Saved entries ->
-------------------------
PR #2092, opened 2024-01-08
refactor(store,world): code simplification [N-08]

yonadaaa:
I have arranged each of these tasks as a commit, which we can modify or delete seperately

TODO: 

- [x] Simplify Schema library validation loop by prioritizing static and dynamic fields.
- [ ] ~Replace redundant Memory.copy with identity precompile call.~ ([discussion]( https://github.com/latticexyz/mud/pull/2092#issuecomment-1885327493))
- [x] Optimize leftMask function by returning a right mask directly.
- [x] Resolve ResourceId.sol inconsistency and reduce duplication.
- [x] Standardize integer base in assembly blocks (hexadecimal/decimal).
- [x] Align pointer usage in Slice library (self.pointer()).
- [x] Improve EIP-165 support using interface type ID.
- [ ] ~Refactor FieldLayout.numFields using numStaticFields and numDynamicFields.~ ([discussion]( https://github.com/latticexyz/mud/pull/2092#issuecomment-1881605808))
- [x] Address inconsistency in Slice.sol and Schema.sol leading underscores.
- [x] Standardize initialization (zero/default) across the codebase.
- [x] Optimize StoreCore.getFieldLayout function using Tables._getFieldLayout.
- [x] Ensure consistency in WorldContextConsumer._world using StoreSwitch.
- [x] Make WorldFactory coreModule immutable if it's never changed.
- [x] Correct parameter type in WorldRegistrationSystem.registerSystem.
- [x] Simplify Bytes library slice functions with named return variables.
- [x] Streamline getSubslice validation condition with a concise statement.
- [x] Eliminate unnecessary extcodesize opcode in Create2.deploy call check.


yonadaaa:
The suggestion about `FieldLayout.numFields` function causes a ~10x gas increase (see [this branch]( https://github.com/latticexyz/mud/compare/yonadaaa/num-fields-refactor?expand=1)) so maybe we keep that code inlined for now.

holic:
> The suggestion about `FieldLayout.numFields` function causes a ~10x gas increase (see [this branch](https://github.com/latticexyz/mud/compare/yonadaaa/num-fields-refactor?expand=1)) so maybe we keep that code inlined for now.

OOC does the same thing happen if these are all free functions rather than being wrapped in a lib?

packages/store/src/IERC165.sol
```diff
@@ -1,7 +1,7 @@
 // SPDX-License-Identifier: MIT
 pragma solidity >=0.8.21;
 
-bytes4 constant ERC165_INTERFACE_ID = IERC165.supportsInterface.selector;
+bytes4 constant ERC165_INTERFACE_ID = type(IERC165).interfaceId;
```
holic, line 4: if the `interfaceId` is now built-in, do we need the constants anymore?

yonadaaa: Nope we don't need the constants! But I wanted to avoid the bigger diff of importing contracts in each touchpoint

holic: I think each place that uses this interface ID is also using the interface itself, so we should already be importing them?

yonadaaa:
Some thoughts on the `Memory.copy` suggestion:

> The [Memory.copy function](https://github.com/latticexyz/mud/blob/12a9eb1afb18a7f7cb43d774cabb2d5af7c74e6b/packages/store/src/Memory.sol#L33) is redundant to the [identity precompile](https://www.evm.codes/precompiled#0x04?fork=shanghai). Consider replacing the function's logic with a call to the precompile for simplicity and efficiency.

It would likely decrease gas costs if we implement this, but introducing `STATICCALL` to call the precompiled contract means all the calling functions must use `view`. Plus `Memory.Copy` doesn't seemed to be used outside of tests.

dk1a:
> It would likely decrease gas costs if we implement this, but introducing STATICCALL to call the precompiled contract means all the previously pure touchpoints must use view.

we used to have the precompile, it wasn't worth it, codegen throws lots of warnings about pure/view (or requires more conditions to conditionally render some things as pure), and precompile is only really better for gas for huge blobs

packages/store/src/IERC165.sol
yonadaaa: Implemented this and amending the commit. sorry for the messy history

yonadaaa:
Closing in favour of https://github.com/latticexyz/mud/pull/2140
-------------------------
Problem description ->
In the records above, tally the lines where the word "compare" appears, and give the number and nothing else.

Task output ->
2